__Instructions for the task__.
Search the data below for "soak"; list each line that holds it.

----------------------------------------

PR #888, opened 2026-06-20
test(kernel-vendor-hash): formalize V<=C<=K ordering invariant test corpus

jeremylongshore:
## What

Adds an executable fixture corpus that formalizes the version-coupling ordering invariant **V ≤ C ≤ K** + bounded-staleness model (plan 033 § 14.15.1) against the existing `kernel-vendor-hash` comparator. Closes F-MK-003.

The three version identities:
- **V** vendored snapshot · **C** CCPI-declared kernel pin · **K** kernel latest published.

### Changes

- **Surgical refactor of `scripts/kernel-vendor-hash.mjs`** — extract the pure V≤C≤K + staleness evaluation into an exported `evaluateCoupling()` that `main()` now delegates to (no behavior change; CLI output verified identical before/after), export `semverCompare`, and guard the `main()` call so the module is import-safe (runs only when invoked as a CLI, never on import). This keeps the CLI and the tests on a single code path — no logic fork.
- **New `scripts/kernel-vendor-hash.test.mjs`** (node's built-in `node --test` runner, **zero new dependencies**), 20 tests:
  - **Positive fixtures** (the bead's a/b/c): (a) vendored=CCP=kernel; (b) vendored<CCP=kernel within the 7-day budget; (c) vendored=CCP<kernel (kernel ahead).
  - **Negative fixtures**: vendored>CCP, CCP>kernel, vendored>kernel (both ordering legs), and a >7-day staleness breach — each must report a violation/stale.
  - **Edge cases**: staleness boundary (7d in-budget vs 8d over), unknown kernel age, existence guards (absent V/C/K warn + skip, never crash/violate), ranged-pin warning.
  - **CLI exit-code contract** (end-to-end subprocess): advisory exits 0 even on a violation; `--strict` exits 1 on a real ordering violation; clean ordering exits 0.
- **Wire a BLOCKING test step into `.github/workflows/kernel-vendor-hash.yml`** + add the test file to the path filter.

## Why

The version-coupling check shipped advisory-only with no test corpus. Comparator **correctness** is orthogonal to the DR-049 advisory soak (which governs only pin-bump pressure / validator authority) — a broken comparator is a real bug. This pins the ordering invariant's behavior so a regression turns CI red, while the check itself stays advisory on pin-bump pressure during the soak.

## Verification

All green:
- `node --test scripts/kernel-vendor-hash.test.mjs` → **20 pass / 0 fail**
- `node scripts/kernel-vendor-hash.mjs` (advisory smoke) → exit 0
- `eslint` + `prettier` (`scripts/**`) clean
- `audit-harness verify` → `harness-hash: OK`
- Full pre-commit gate (lint-staged + harness) passed on commit

- Jeremy Longshore
intentsolutions.io

## Summary by CodeRabbit

* **Tests**
  * Added a full Node test suite covering semver ordering, coupling validation, and staleness boundary behavior (including disabled/stale/warning scenarios).
  * Added end-to-end CLI checks for both advisory and strict exit-code contracts.
* **New Features**
  * Added blocking CI validation that runs the coupling test corpus before the advisory reporting step.
* **Refactor**
  * Refactored the kernel coupling evaluation to be reusable and parameterized, while keeping the existing report output behavior.
* **Chores**
  * Updated the CI workflow triggers so changes to the test corpus re-run the validation workflow.

### DIFF
--- a/.github/workflows/kernel-vendor-hash.yml
+++ b/.github/workflows/kernel-vendor-hash.yml
@@ -33,6 +33,7 @@ on:
   pull_request:
     paths:
       - 'scripts/kernel-vendor-hash.mjs'
+      - 'scripts/kernel-vendor-hash.test.mjs'
       - 'scripts/validate-skills-schema.py'
       - 'package.json'
       - 'pnpm-lock.yaml'
@@ -71,6 +72,16 @@ jobs:
       # V from node_modules in the absence of a .kernel-vendor/ snapshot.
       - name: Install root dev dependencies
         run: pnpm install --frozen-lockfile --filter "claude-code-plugins-monorepo"
+
+      # BLOCKING — the version-ordering invariant test corpus (F-MK-003). This is
+      # NOT advisory: it exercises the V <= C <= K comparator (`evaluateCoupling` +
+      # `semverCompare`) with synthetic positive/negative/staleness fixtures and the
+      # CLI advisory-vs-strict exit-code contract. Correctness of the comparator is
+      # ORTHOGONAL to the DR-049 soak (which only governs pin-bump pressure / validator
+      # authority) — a broken comparator is a real bug, so a failing corpus turns this
+      # check red. Uses node's built-in runner (zero new deps).
+      - name: Version-ordering invariant test corpus (blocking)
+        run: node --test scripts/kernel-vendor-hash.test.mjs
 
       # K (kernel latest published) is resolved from npm in CI — the read-only
       # sibling repo is not checked out here. Pass it explicitly so C <= K and the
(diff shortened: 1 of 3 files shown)


jeremylongshore:
Addressed in 94ca3e205. The CLI smokes now derive the declared pin (C) from a baseline advisory `--json` run via `resolveDeclaredC()` and build the violation regex from it, and force the C>K case with a guaranteed-low K (`0.0.0`) instead of a literal that depends on the current pin. A routine `package.json` pin bump no longer breaks the blocking suite. 20/20 tests pass; eslint + prettier clean.

- Jeremy Longshore
intentsolutions.io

----------------------------------------

__Answer below__.
The version-coupling check shipped advisory-only with no test corpus. Comparator **correctness** is orthogonal to the DR-049 advisory soak (which governs only pin-bump pressure / validator authority) — a broken comparator is a real bug. This pins the ordering invariant's behavior so a regression turns CI red, while the check itself stays advisory on pin-bump pressure during the soak.
+      # ORTHOGONAL to the DR-049 soak (which only governs pin-bump pressure / validator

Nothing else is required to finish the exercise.